Task objective: Return all of the entries exactly as written.

Task material:

◆ ◆ ◆ ◆ ◆ ◆ ◆

Issue #634, opened 2024-03-20
segfault in pgbinary_orbit when secondary is a point mass


ryosuke-hirai:
**Describe the bug**
When using the "Orbit" panel in pgbinary, a segmentation fault occurs when the secondary is a point mass.

**To Reproduce**
Use the pgbinary inlist provided in evolve_both_stars in the test_suite.
Set 
evolve_both_stars=.false.

For some machines, the calculation stops with a segmentation fault when the pgbinary module writes into a png file. So far we've reproduced this bug in two linux machines and it doesn't seem to occur in Mac. The Xwindows output seems to be fine. It only crashes when outputting to png.

The problem seems to be that x2s_RL and y2s_RL are both not set when the secondary is a point mass in subroutine orbitpanel in pgbinary_orbit.f90. As a workaround, both arrays can be set to 0 when the secondary is a point mass. This seems to generate the same output without segfaulting.

Debraheem:
@matthiasfabry are you on an intel mac? I was unable to reproduce this on my m1 machine. 

-EbF

matthiasfabry:
Yes I am, on mesa-r23.05.1, sdk version x86_64-macos-23.10.1

Debraheem:
This has been solved, so I will close this issue now.

PR #638, opened 2024-03-28
fix/test pgbinary crashing in single star mode

Debraheem:
See [gh-issue-634](https://github.com/MESAHub/mesa/issues/634), this should fix a bug that crashed pgbinary when running in single-star mode with intel-based compilers. This did not affect my m1 machine.

The issue and fix were both found by @ryosuke-hirai and Sohan Ghodla so we should thank them for this.

To test this i made the star_plus_point_mass test_suite use the same pgstar controls as the evolve_both_stars test_suite to showcase pgbinary running in single star mode. I also changed the pgbinary flag to '.true.' so testing using the intel based compilers can catch if pgbinary produces a backtrace.

Once this is tested, and if the test_suite changes are allowed by @matthiasfabry and/or @orlox, I'll add this bug to the changelog and we can merge this.

### DIFF
--- a/binary/defaults/pgbinary.defaults
+++ b/binary/defaults/pgbinary.defaults
@@ -2971,11 +2971,11 @@
    Orbit_title = 'Orbit'
    Orbit_txt_scale_factor = 1.0
 
-      ! show the roche lobe sizes
+      ! show the star sizes
 
       ! ::
 
-   Orbit_show_RL = .true.
+   Orbit_show_stars = .true.
 
       ! file output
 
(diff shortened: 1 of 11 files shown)


orlox:
@matthiasfabry is the pgbinary expert, so I'll leave this to him

ryosuke-hirai:
I'm not sure if this is the relevant pull request to report this to, but there's also a small bug in `pgbinary_star.f90`. In lines 206 and 225, the format specifier should be `f0.2`, not `f3.2`. At the moment the mass of a point companion is always shown as `*** Mo` because the format cannot fit in the required digits.

matthiasfabry:
Thank you Ryosuke for this find! line 225 was fixed by @Debraheem, and I updated line 206.
I will continue making improvements and adding features to `pgbinary` over the coming months. I would love to hear if you have suggestions or requests.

◆ ◆ ◆ ◆ ◆ ◆ ◆

Output of the task:
Issue #634, opened 2024-03-20
segfault in pgbinary_orbit when secondary is a point mass


ryosuke-hirai:
**Describe the bug**
When using the "Orbit" panel in pgbinary, a segmentation fault occurs when the secondary is a point mass.

**To Reproduce**
Use the pgbinary inlist provided in evolve_both_stars in the test_suite.
Set 
evolve_both_stars=.false.

For some machines, the calculation stops with a segmentation fault when the pgbinary module writes into a png file. So far we've reproduced this bug in two linux machines and it doesn't seem to occur in Mac. The Xwindows output seems to be fine. It only crashes when outputting to png.

The problem seems to be that x2s_RL and y2s_RL are both not set when the secondary is a point mass in subroutine orbitpanel in pgbinary_orbit.f90. As a workaround, both arrays can be set to 0 when the secondary is a point mass. This seems to generate the same output without segfaulting.

Debraheem:
@matthiasfabry are you on an intel mac? I was unable to reproduce this on my m1 machine. 

-EbF

matthiasfabry:
Yes I am, on mesa-r23.05.1, sdk version x86_64-macos-23.10.1

Debraheem:
This has been solved, so I will close this issue now.

PR #638, opened 2024-03-28
fix/test pgbinary crashing in single star mode

Debraheem:
See [gh-issue-634](https://github.com/MESAHub/mesa/issues/634), this should fix a bug that crashed pgbinary when running in single-star mode with intel-based compilers. This did not affect my m1 machine.

The issue and fix were both found by @ryosuke-hirai and Sohan Ghodla so we should thank them for this.

To test this i made the star_plus_point_mass test_suite use the same pgstar controls as the evolve_both_stars test_suite to showcase pgbinary running in single star mode. I also changed the pgbinary flag to '.true.' so testing using the intel based compilers can catch if pgbinary produces a backtrace.

Once this is tested, and if the test_suite changes are allowed by @matthiasfabry and/or @orlox, I'll add this bug to the changelog and we can merge this.

### DIFF
--- a/binary/defaults/pgbinary.defaults
+++ b/binary/defaults/pgbinary.defaults
@@ -2971,11 +2971,11 @@
    Orbit_title = 'Orbit'
    Orbit_txt_scale_factor = 1.0
 
-      ! show the roche lobe sizes
+      ! show the star sizes
 
       ! ::
 
-   Orbit_show_RL = .true.
+   Orbit_show_stars = .true.
 
       ! file output
 
(diff shortened: 1 of 11 files shown)


orlox:
@matthiasfabry is the pgbinary expert, so I'll leave this to him

ryosuke-hirai:
I'm not sure if this is the relevant pull request to report this to, but there's also a small bug in `pgbinary_star.f90`. In lines 206 and 225, the format specifier should be `f0.2`, not `f3.2`. At the moment the mass of a point companion is always shown as `*** Mo` because the format cannot fit in the required digits.

matthiasfabry:
Thank you Ryosuke for this find! line 225 was fixed by @Debraheem, and I updated line 206.
I will continue making improvements and adding features to `pgbinary` over the coming months. I would love to hear if you have suggestions or requests.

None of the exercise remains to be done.